Wie man sieht habe ich versucht den Punkt "bla1" mit einem Bild zu unterlegen.

Über: 
<li style="list-style-image: url('xerks.jpg')"><a href="">bla1</a></li>
Leider jedoch funktioniert es so nicht 
Woran kann das liegen?
Ich wende es wohl irgendwie falsch an, hm aber leider kein funktionstüchtiges Beispiel gefunden


----------



## Maik (7. August 2006)

Die Formatierung des Bullet-Zeichens wird auf das ul-Element angewendet.

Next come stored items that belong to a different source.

PR #742, opened 2017-03-14
Add support for DropMenu.Option onClick handler that is passed through

ogupte:
## PR Checklist

  - [ ] Chrome
  - [ ] Firefox
  - [ ] Safari
  - [ ] IE11 (Win 7)
  - [ ] Edge (Win 10)

### DIFF
--- a/src/components/DropMenu/DropMenu.jsx
+++ b/src/components/DropMenu/DropMenu.jsx
@@ -414,6 +414,7 @@ const DropMenu = createClass({
 
 		if (!optionProps.isDisabled && focusedIndex !== optionIndex) {
 			onFocusOption(optionIndex, { props: optionProps, event });
+			optionProps.onClick({{ props: optionProps, event }});
 		}
 	},
 


src/components/DropMenu/DropMenu.jsx
```diff
@@ -414,6 +414,7 @@ const DropMenu = createClass({
 
 		if (!optionProps.isDisabled && focusedIndex !== optionIndex) {
 			onFocusOption(optionIndex, { props: optionProps, event });
+			optionProps.onClick({{ props: optionProps, event }});
```
jondlm: Does this break when there is no `onClick`?

chrisdopuch: ➕ 1 you could add a `_.noop` to the `getDefaultProps`

mute: It seems weird to fire two events for a single action; should it be a precedence thing? e.g.:
`if optionProps.onClick is set` -> call that function
`else -> ` call `onSelect` function

ogupte:
this PR was for illustration and discussion purposes, closing it now.

PR #750, opened 2017-04-11
Switches to using prop-types library.

mute:
## PR Checklist


mute:
Some other dependencies are still causing a dramatic number of warnings during tests. I didn't track down what they were, but this is probably going to become a problem for consumers of lucid as well.

PR #753, opened 2017-04-12
703 optimizations

### LINKED ISSUE #703: Redux utils mergeProps doesn't maintain references correctly
Through a bunch of testing on one of our internal components, we found that our redux util's `mergeProps` is breaking reselect selectors. We think we need to write our own merge that maintains referential integrity without mutation.

- [ ] Fix merge props so that it doesn't create new references
- [ ] Double check and make sure that `omitProps` isn't adding new references either

sodiumjoe:
## PR Checklist

  - [ ] Chrome
  - [ ] Firefox
  - [ ] Safari
  - [ ] IE11 (Win 7)
  - [ ] Edge (Win 10)

fixes #703 (sorta, i.e. it does make mergeProps maintain references, but not omitProps. omitProps is trickier, because the component calling it would have to make sure to use static function references instead of anonymous functions. But I think the general memoization of selectors sidesteps the issue in a lot of ways since it will avoid even getting to a component's render if its props haven't changed)


src/util/state-management.js
```diff
@@ -77,19 +78,29 @@ export function getStatefulPropsContext(reducers, { getState, setState }) {
  * Generates a root selector from a tree of selectors
  * @param {Object} selectors - a tree of selectors
  * @returns {function} root selector that when called with state, calls each of
- * the selectors in the tree with the state local to that selector
+ * the selectors in the tree with the state local to that selector.
+ *
+ * This function is memoized because it's recursive, and we want it to reuse
+ * the functions created in the recursive reduce (because those functions are
```
chrisdopuch: I'm not sure I'm following the part in parenthesis. Which other functions are also memoized? The selector functions? Is that something we do, or a part of how reselect works?

sodiumjoe: yeah, reselect basically memoizes with a cache one 1

src/util/redux.js
```diff
@@ -261,9 +261,9 @@ function bindActionCreatorTree(actionCreatorTree, dispatch, path = []) {
  * @param {Object} ownProps
  * @return {Object}
  */
-function mergeProps(state, dispatchTree, ownProps) {
-	return _.merge({}, state, dispatchTree, ownProps);
-}
+const mergeProps = _.memoize((state, dispatchTree, ownProps) => {
```
jondlm: I really hope we don't mutate state anywhere

sodiumjoe: 😬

Siehe hierzu auch SELFHTML: Stylesheets / CSS-Eigenschaften / Listenformatierung / list-style-image.


----------



## alloisxp (7. August 2006)

Oh, ich sehe gerade, das ist ja leider gar nicht was ich suche 

Ich brauch eigentlich etwas wie ich die Liste mit nem Hintergrundbild versehe... nicht etwas wie ich diese Stichpunktegrafik verändere. 

Oh, ich ar wohl auf der falschen Spur... geht ja ganz normal wie sonst auch immer, da hat mir einer extra ne mail geschickt das man das anders macht und dann das naja... sorry 

Edit:
Aber eine sinnvolle Frage kann ich dann doch noch stellen!

Die Liste von oben ist noch aktuell.
Ich hab das dank diesem Forum hier als suckerfish Dropdown gebaut, blax scrollt sich also bei mouseover aus...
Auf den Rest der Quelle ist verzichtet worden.